La position de la langue est alors basse ce qui entraîne une constriction du maxillaire et une béance antérieure créant le syndrome de la face longue.
• Déglutition infantile et interposition linguale : La déglutition infantile ou primaire est normale chez le nourrisson et le très jeune enfant mais sera considérée comme pathologique au-delà. Elle sera alors appelée déglutition atypique.
En effet, elle se caractérise par une poussée ou une interposition de la langue entre les arcades dentaires.
Elle peut ainsi créer par une interposition de la pointe de la langue entre les incisives maxillaires et mandibulaires, une infra-alvéolie incisive et/ou une pro-alvéolie supérieure.
Quant à une interposition linguale entre les prémolaires et les molaires, elle va créer une infra-alvéolie postérieure engendrant une supraclusie antérieure.
• Succion digitale : Il s’agit d’un tic s’accompagnant souvent de déglutition atypique, de défaut d’articulation ou encore d’hypotonicité labiale.
Elle est responsable de pro-alvéolie supérieure, de vestiblulo-version des incisives supérieures, de béance antérieure et de rétro-alvéolie des incisives inférieures.
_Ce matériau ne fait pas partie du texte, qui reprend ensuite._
PR #6030, opened 2021-07-21
stricter type check on onChange event type

Newbie012:


Newbie012:
@bluebill1049 If I change it to

```ts
export type ChangeHandler = (event: {
  target: {
    name: string;
    value?: unknown;
    type?: unknown;
  };
  type?: any;
}) => Promise<void | boolean>;
```
then the build will pass. Although, I have a feeling that the fix has bubbled up potential bugs. What do you think?

bluebill1049:
yea... let's leave as it is for now, shall we?

Newbie012:
@bluebill1049 It's probably not perfect, but I believe it's better than the current implementation of `ChangeHandler`. But I guess it's up to you :)

bluebill1049:
Thanks, I am worried this may introduce breaking changes to existing users. Let's skip this one for now. 👍

bluebill1049:
thanks for the PR.

bluebill1049:
actually, let's roll with this if any issues coming from this PR we can looking further for solutions.

bluebill1049:
looks like it breaks for RN.

Newbie012:
@bluebill1049 I haven't dug deeper into the project, but I have managed to create a prototype that:

 - works both on react-dom and react-native
 - better type safety
 - type inference

Check it here - https://codesandbox.io/s/modern-shadow-0rj3o?file=/src/App.tsx

image
image

bluebill1049:
oh, nice! feel free to send another PR! that's awesome. Thanks.

Newbie012:
I'm afraid it would cause breaking changes

bluebill1049:
ok than, thanks for the investigation and perhaps we can look into this again in the next major version.

PR #6084, opened 2021-07-26
🐞 make sure the field is set before setting it to mounted

wtchnm:
Hi! Thanks for your awesome work!

This PR consists of verifying if the field is defined before accessing it in the body of useEffect, as we have in the clean up function.


bluebill1049:
thanks for the PR.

• Interposition labiale inférieure et tic de succion : La lèvre inférieure peut être à l’origine d’un tic de succion, d’interposition ou encore de mordillement provoquant une linguo-version des incisives inférieures, une vestibulo-version des incisives supérieures, une supraclusie incisive ainsi qu’une hypertonicité de la lèvre supérieures.

e. Analyses céphalométriques :
L’analyse céphalométrique est une méthode de schématisation, de mesure et d’étude des rapports des structures céphaliques / Elle donne des renseignements complets sur les structures crânio-faciales.
Cependant, l’appréciation d’un sourire gingival est essentiellement clinique. Le rôle de l’analyse céphalométrique va être de confirmer les étiologies squelettiques.
f. Photographie :
la photographie permet de compléter le dossier médical par des photos prises avant et après traitement, faciliter les relations avec le laboratoire de prothèse et de mieux communiquer avec le patient par visualisation de son état initial et éventuellement les possibilités thérapeutiques.
Les photographies sont réalisées selon des critères particuliers et dans un environnement sélectionné permettant une standardisation des clichés. Différentes prises sont alors réalisées au repos et au cours du sourire dento-labial, à savoir :
• De face : où la tête est positionnée de façon à ce que la ligne bi-pupillaire soit parallèle au plan horizontal du photographe.
Son objectif est de nos permettre d’apprécier au repos la symétrie du visage et l’équilibre des étages faciaux et lors du sourire la taille, la forme des dents, les relations dento-labiales et la gencive.
• De profil : où la tête est positionnée de manière à ce que le plan de Francfort soit parallèle au plan horizontal du photographe.
Son objectif est de nous permettre d’évaluer la position de lèvre supérieure et l’inclinaison des dents maxillaires.